§ Exercise directions:
Go through the material and copy each line in which the word "gone" shows up.

§ Data section:
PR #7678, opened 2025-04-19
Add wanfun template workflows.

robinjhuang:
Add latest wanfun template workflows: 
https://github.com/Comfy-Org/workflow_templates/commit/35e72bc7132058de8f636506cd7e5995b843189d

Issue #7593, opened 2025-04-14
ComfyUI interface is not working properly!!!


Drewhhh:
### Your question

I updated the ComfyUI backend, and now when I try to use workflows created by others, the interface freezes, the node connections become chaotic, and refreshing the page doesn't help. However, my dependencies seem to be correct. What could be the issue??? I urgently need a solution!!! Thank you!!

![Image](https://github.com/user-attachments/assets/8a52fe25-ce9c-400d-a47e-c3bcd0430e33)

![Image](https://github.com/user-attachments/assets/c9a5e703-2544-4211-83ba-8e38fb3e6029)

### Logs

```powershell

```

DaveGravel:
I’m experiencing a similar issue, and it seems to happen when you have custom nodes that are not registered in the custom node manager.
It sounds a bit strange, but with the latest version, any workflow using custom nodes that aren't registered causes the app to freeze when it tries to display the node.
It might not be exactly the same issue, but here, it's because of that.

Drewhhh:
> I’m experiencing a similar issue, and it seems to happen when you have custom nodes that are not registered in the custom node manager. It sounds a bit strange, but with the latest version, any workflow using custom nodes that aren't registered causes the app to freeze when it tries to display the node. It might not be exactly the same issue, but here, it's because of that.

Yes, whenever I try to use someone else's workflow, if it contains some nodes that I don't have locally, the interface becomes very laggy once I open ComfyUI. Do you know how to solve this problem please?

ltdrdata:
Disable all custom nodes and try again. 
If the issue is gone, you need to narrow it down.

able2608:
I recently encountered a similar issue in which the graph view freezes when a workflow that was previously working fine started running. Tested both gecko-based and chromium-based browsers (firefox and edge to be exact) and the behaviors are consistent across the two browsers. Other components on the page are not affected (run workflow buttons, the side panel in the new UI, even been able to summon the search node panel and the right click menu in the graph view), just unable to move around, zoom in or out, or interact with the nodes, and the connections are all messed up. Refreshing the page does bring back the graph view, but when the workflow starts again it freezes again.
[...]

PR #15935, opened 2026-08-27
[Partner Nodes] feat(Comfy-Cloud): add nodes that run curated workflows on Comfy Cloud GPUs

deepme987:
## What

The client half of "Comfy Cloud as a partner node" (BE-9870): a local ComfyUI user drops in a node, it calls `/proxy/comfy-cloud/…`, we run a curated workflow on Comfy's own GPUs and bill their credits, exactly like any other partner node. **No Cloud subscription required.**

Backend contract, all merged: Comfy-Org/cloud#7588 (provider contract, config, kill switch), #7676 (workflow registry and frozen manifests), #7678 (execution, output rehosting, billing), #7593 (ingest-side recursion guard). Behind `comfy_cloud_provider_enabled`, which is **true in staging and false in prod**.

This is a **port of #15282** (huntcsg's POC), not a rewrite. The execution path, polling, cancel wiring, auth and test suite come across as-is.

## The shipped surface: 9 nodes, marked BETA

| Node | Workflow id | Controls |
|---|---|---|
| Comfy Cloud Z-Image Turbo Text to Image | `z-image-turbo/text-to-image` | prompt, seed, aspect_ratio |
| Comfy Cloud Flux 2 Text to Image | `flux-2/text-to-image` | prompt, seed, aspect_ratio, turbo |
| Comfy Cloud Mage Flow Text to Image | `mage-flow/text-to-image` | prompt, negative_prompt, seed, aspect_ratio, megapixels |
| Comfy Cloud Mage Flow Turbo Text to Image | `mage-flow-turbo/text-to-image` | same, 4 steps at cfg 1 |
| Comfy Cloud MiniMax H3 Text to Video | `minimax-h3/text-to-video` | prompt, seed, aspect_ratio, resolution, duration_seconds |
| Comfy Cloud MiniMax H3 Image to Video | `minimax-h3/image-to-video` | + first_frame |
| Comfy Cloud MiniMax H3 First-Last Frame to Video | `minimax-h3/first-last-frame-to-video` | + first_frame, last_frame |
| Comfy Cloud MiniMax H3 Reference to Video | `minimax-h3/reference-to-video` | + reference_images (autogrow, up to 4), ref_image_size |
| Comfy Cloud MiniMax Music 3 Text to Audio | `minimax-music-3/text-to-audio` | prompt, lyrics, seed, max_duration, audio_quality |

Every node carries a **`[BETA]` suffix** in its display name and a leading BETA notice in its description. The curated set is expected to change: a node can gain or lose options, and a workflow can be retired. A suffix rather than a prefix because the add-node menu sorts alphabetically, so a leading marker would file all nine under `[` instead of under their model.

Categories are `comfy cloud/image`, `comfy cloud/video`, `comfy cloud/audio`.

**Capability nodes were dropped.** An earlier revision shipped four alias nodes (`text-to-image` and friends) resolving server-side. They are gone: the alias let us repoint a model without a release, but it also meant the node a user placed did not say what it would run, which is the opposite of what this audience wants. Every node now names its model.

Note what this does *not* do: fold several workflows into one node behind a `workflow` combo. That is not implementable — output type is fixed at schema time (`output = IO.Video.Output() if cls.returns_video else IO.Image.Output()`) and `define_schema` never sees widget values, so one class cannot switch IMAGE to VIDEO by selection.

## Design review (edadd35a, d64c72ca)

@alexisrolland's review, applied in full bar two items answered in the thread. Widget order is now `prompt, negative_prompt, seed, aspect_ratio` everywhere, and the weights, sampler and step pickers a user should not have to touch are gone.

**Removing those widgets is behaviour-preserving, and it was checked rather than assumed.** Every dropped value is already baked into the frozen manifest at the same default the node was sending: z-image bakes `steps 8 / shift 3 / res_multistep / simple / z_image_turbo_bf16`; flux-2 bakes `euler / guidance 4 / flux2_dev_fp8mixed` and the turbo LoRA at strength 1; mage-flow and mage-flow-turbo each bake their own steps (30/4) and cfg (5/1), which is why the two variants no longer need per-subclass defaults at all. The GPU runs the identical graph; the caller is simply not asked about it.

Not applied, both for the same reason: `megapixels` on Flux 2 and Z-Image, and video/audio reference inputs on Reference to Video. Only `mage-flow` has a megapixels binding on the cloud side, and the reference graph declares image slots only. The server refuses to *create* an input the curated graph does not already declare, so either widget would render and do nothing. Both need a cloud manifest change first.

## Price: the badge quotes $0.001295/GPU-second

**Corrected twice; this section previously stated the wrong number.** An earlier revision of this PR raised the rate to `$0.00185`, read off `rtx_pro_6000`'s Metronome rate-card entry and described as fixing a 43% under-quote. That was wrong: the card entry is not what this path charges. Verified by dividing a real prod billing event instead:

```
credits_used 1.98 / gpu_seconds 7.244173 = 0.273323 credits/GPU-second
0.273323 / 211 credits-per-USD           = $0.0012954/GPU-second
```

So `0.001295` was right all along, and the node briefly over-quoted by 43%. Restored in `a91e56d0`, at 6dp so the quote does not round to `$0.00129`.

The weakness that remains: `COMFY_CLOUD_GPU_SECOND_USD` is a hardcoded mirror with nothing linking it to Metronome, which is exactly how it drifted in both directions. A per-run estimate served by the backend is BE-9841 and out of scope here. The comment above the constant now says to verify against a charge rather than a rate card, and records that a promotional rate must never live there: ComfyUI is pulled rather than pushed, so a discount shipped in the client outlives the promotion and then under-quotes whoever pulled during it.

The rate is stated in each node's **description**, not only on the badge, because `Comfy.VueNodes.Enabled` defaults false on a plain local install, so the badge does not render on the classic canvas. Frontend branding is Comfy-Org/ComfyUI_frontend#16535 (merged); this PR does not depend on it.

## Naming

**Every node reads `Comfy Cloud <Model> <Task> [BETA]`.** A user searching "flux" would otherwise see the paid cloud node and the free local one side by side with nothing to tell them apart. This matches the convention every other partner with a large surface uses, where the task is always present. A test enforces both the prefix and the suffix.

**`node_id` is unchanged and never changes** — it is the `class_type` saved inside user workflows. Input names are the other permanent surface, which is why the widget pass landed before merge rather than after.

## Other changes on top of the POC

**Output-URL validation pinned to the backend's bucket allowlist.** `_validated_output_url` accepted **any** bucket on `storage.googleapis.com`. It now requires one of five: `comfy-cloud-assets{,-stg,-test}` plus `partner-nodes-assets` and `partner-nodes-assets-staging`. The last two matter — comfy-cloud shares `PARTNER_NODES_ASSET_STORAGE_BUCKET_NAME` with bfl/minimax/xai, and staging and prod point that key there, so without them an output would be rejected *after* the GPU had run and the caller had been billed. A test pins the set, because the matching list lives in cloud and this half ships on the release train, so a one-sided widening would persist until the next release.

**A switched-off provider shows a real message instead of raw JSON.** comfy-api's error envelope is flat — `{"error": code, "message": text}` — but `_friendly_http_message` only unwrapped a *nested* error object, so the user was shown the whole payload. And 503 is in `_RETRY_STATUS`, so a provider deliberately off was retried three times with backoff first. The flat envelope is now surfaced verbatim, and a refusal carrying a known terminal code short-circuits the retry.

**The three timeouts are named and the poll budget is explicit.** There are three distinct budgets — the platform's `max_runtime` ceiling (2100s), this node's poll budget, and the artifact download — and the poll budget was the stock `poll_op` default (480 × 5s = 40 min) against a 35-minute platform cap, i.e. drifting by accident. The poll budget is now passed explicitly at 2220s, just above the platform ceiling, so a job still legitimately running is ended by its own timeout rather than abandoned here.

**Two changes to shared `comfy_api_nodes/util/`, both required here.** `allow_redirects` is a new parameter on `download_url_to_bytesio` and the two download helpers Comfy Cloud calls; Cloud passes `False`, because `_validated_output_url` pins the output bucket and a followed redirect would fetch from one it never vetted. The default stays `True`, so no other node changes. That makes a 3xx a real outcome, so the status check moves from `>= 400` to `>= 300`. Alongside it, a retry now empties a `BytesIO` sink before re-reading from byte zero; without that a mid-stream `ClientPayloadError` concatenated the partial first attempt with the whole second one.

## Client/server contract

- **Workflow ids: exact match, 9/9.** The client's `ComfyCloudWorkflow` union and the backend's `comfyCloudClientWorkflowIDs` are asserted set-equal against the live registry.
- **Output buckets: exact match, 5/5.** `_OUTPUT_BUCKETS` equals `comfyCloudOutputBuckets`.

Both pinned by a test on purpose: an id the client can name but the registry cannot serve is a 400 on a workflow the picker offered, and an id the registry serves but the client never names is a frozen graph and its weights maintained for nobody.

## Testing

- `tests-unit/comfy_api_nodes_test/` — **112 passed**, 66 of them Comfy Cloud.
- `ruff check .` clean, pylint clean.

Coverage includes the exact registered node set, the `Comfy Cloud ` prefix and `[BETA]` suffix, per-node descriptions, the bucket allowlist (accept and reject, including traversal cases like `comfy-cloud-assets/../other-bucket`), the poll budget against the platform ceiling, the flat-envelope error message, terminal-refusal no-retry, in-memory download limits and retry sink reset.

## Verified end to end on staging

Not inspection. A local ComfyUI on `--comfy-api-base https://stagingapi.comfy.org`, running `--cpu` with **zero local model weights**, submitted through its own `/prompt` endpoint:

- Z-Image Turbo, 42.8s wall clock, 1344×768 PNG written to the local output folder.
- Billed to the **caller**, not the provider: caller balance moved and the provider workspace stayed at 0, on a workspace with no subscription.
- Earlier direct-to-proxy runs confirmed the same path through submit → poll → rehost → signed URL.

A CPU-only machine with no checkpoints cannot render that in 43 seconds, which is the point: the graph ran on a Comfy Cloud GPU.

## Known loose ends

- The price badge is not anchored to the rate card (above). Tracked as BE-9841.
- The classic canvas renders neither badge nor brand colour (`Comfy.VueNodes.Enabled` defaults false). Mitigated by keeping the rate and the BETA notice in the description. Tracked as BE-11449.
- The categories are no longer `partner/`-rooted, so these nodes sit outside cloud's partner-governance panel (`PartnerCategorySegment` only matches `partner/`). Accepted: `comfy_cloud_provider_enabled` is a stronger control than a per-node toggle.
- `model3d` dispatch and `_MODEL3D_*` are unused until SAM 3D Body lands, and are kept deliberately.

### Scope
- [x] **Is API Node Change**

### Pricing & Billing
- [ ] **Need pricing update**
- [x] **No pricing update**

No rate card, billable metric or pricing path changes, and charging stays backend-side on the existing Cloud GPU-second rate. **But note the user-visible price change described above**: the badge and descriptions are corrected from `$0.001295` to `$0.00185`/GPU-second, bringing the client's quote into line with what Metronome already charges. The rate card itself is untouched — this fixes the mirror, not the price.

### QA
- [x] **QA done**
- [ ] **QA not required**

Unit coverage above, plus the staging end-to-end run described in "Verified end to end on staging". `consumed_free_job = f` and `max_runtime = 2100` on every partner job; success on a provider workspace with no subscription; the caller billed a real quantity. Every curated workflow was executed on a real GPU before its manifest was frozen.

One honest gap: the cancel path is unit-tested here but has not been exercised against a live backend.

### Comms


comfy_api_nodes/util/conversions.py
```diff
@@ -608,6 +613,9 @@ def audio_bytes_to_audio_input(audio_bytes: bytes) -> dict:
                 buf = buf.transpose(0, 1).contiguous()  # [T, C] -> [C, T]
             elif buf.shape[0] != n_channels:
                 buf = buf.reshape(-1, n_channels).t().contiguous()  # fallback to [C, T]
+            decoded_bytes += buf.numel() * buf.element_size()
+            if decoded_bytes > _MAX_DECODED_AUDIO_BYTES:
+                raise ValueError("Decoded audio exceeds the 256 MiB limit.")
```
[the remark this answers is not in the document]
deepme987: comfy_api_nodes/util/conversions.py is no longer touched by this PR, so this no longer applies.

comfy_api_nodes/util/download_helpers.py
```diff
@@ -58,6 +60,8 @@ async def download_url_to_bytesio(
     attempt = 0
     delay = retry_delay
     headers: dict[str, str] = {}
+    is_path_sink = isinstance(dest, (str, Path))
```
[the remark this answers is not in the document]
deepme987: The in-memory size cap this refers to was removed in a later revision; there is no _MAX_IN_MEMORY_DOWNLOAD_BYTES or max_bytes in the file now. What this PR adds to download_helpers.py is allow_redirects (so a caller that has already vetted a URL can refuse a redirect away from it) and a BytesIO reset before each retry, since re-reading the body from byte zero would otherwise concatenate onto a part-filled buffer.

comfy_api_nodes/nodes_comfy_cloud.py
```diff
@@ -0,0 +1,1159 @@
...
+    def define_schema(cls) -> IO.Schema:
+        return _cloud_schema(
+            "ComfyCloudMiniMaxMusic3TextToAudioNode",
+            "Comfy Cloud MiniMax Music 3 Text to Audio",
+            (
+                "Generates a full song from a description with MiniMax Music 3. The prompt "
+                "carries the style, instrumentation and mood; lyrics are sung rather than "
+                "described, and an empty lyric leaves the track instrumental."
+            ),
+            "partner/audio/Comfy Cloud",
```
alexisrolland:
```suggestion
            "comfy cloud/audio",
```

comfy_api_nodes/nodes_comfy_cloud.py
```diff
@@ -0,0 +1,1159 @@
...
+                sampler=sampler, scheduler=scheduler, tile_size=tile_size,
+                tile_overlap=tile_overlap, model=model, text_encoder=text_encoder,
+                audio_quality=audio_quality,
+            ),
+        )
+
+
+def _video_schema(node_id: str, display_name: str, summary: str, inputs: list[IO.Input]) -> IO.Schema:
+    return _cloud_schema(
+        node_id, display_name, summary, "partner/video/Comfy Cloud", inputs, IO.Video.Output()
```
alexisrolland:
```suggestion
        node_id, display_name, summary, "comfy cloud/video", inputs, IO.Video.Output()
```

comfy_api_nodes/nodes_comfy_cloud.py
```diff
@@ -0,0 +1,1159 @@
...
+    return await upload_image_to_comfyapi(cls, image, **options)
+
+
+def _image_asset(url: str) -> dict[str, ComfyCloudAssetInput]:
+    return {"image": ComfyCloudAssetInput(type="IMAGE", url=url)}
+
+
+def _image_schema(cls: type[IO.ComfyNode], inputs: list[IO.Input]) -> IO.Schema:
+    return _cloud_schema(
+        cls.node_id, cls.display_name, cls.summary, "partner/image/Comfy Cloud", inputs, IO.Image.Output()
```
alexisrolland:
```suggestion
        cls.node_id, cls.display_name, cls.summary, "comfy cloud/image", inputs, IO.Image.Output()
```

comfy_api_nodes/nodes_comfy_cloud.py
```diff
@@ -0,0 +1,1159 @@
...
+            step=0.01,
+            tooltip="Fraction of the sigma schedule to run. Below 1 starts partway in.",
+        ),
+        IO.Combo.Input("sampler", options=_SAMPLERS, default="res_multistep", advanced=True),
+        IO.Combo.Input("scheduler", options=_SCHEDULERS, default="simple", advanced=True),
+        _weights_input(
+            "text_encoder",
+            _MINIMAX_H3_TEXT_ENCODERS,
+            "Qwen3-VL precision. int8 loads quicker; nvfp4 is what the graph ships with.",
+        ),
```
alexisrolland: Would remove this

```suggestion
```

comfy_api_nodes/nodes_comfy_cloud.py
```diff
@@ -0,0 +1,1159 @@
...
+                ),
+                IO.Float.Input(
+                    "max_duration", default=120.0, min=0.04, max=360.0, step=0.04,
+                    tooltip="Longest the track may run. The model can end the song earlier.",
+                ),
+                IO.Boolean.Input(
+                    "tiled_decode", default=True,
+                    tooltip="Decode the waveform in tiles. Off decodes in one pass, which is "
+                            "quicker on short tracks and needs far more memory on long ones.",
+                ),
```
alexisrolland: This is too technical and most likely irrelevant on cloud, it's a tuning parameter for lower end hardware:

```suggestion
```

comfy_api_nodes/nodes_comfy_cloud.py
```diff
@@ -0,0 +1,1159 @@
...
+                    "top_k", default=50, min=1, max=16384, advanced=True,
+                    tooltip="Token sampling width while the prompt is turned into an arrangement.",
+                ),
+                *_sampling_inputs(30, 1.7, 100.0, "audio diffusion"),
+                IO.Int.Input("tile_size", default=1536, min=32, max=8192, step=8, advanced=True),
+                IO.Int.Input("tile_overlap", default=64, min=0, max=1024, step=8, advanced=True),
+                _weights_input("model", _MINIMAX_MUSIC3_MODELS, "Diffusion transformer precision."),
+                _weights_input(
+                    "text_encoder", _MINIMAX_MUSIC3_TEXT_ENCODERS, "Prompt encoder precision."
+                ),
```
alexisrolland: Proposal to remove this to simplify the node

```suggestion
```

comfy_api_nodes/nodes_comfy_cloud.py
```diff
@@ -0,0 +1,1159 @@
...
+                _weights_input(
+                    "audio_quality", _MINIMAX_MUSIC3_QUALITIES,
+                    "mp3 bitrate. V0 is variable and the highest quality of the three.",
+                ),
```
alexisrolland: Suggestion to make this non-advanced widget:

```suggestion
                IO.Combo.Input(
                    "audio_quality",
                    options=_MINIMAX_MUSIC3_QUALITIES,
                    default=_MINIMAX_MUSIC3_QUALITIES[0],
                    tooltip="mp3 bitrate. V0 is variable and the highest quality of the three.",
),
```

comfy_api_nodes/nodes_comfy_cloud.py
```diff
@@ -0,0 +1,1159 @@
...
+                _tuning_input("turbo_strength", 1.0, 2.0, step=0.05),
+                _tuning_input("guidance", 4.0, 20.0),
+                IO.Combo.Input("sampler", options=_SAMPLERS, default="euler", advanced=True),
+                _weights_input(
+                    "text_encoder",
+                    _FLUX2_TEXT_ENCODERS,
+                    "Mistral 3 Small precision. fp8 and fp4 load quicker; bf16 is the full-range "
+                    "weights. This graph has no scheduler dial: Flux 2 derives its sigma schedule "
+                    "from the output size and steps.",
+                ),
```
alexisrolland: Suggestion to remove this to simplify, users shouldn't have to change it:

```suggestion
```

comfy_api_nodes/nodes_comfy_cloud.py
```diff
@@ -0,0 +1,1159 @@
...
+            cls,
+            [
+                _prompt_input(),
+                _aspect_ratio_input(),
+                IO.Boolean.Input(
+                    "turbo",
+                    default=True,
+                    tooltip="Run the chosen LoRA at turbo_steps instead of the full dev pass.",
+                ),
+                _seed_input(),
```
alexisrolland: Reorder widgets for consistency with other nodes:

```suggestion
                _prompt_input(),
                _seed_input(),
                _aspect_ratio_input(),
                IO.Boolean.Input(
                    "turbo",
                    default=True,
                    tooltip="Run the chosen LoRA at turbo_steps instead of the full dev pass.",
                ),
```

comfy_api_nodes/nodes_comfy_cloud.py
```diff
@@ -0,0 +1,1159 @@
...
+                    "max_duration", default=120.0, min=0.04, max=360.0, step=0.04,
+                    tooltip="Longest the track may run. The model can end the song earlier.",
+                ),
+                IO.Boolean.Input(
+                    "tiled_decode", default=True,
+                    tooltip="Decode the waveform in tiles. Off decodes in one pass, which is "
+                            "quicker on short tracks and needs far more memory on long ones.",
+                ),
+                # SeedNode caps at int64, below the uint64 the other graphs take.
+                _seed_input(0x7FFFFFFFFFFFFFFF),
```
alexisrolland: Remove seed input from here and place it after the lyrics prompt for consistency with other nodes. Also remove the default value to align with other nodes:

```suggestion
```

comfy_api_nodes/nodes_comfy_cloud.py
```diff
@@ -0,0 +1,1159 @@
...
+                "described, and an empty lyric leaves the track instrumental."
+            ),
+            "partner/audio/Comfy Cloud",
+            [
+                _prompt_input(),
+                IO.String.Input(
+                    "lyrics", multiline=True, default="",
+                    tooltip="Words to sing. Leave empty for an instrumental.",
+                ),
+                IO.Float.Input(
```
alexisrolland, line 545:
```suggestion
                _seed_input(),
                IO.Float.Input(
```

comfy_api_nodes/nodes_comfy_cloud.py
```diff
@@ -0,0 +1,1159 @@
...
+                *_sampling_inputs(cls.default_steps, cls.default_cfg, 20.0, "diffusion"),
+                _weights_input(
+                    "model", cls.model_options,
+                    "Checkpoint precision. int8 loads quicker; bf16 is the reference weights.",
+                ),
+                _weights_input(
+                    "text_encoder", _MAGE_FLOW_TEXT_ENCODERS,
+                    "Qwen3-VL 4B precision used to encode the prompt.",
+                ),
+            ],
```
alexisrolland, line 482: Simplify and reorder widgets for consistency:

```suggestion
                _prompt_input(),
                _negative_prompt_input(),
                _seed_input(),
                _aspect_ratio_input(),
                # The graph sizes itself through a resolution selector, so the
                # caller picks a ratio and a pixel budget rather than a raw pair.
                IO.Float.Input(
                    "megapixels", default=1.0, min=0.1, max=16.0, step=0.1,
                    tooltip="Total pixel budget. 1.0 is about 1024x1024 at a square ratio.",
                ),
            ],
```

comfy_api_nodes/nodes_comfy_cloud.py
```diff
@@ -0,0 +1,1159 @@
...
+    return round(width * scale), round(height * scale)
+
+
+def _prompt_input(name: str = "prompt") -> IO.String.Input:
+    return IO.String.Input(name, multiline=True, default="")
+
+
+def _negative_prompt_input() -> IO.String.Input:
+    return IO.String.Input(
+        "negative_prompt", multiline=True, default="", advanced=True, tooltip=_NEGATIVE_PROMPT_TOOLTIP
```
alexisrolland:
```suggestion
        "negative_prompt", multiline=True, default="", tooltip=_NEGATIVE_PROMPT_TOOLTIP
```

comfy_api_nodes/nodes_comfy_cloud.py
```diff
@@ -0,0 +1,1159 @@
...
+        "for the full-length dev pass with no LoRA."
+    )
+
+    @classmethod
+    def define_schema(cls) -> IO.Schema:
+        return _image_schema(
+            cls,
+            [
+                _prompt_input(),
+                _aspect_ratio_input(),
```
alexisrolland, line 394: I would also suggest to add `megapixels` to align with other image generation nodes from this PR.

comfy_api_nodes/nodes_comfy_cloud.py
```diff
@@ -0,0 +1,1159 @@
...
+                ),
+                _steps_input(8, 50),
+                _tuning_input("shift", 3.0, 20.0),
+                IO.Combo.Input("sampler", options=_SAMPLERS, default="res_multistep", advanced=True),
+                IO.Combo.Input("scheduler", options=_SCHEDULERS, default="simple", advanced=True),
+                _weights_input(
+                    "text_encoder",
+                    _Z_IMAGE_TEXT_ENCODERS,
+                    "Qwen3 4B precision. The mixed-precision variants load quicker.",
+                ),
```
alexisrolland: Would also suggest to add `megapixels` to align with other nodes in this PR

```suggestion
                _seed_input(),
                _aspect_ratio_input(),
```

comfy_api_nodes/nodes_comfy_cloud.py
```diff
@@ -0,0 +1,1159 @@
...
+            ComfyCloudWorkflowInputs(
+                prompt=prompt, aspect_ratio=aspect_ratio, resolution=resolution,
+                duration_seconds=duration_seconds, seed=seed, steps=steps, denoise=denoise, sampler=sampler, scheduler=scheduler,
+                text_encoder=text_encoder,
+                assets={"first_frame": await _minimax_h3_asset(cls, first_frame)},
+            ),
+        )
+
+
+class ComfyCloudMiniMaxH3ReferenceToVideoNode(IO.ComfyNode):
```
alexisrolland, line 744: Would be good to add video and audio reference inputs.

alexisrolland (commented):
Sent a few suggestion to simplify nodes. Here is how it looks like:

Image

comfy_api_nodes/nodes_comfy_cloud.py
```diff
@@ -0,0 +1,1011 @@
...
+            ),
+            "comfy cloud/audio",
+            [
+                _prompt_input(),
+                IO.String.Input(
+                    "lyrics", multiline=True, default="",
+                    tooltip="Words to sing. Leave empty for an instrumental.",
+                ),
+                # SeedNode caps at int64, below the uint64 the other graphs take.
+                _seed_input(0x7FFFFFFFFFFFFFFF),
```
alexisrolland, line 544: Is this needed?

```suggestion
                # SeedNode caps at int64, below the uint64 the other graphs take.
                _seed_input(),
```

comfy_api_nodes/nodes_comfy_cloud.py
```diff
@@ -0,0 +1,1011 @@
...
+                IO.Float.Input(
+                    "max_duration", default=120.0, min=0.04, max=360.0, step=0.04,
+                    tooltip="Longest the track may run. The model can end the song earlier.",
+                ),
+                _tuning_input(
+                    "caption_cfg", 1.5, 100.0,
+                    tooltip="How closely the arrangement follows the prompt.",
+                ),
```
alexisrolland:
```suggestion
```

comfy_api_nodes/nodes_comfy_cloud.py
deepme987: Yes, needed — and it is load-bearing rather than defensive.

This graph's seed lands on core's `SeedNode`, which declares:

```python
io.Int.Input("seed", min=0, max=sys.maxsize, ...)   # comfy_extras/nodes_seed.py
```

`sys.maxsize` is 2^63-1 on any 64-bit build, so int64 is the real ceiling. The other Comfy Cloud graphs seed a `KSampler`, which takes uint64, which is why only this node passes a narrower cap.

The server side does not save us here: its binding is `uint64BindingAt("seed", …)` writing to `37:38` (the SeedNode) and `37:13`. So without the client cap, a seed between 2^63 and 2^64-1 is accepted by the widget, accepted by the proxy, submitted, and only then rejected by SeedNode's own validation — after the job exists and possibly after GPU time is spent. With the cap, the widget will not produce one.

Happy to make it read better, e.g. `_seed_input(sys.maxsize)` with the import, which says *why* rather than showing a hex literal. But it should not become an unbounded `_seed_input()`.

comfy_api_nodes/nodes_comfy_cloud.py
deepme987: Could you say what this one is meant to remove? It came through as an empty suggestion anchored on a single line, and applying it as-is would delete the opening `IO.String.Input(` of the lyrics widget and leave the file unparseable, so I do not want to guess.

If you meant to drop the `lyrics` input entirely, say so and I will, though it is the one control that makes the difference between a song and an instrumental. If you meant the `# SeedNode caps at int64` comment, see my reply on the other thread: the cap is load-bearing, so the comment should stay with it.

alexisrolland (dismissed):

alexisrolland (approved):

§ Output of the exercise:
If the issue is gone, you need to narrow it down.
**Capability nodes were dropped.** An earlier revision shipped four alias nodes (`text-to-image` and friends) resolving server-side. They are gone: the alias let us repoint a model without a release, but it also meant the node a user placed did not say what it would run, which is the opposite of what this audience wants. Every node now names its model.
@alexisrolland's review, applied in full bar two items answered in the thread. Widget order is now `prompt, negative_prompt, seed, aspect_ratio` everywhere, and the weights, sampler and step pickers a user should not have to touch are gone.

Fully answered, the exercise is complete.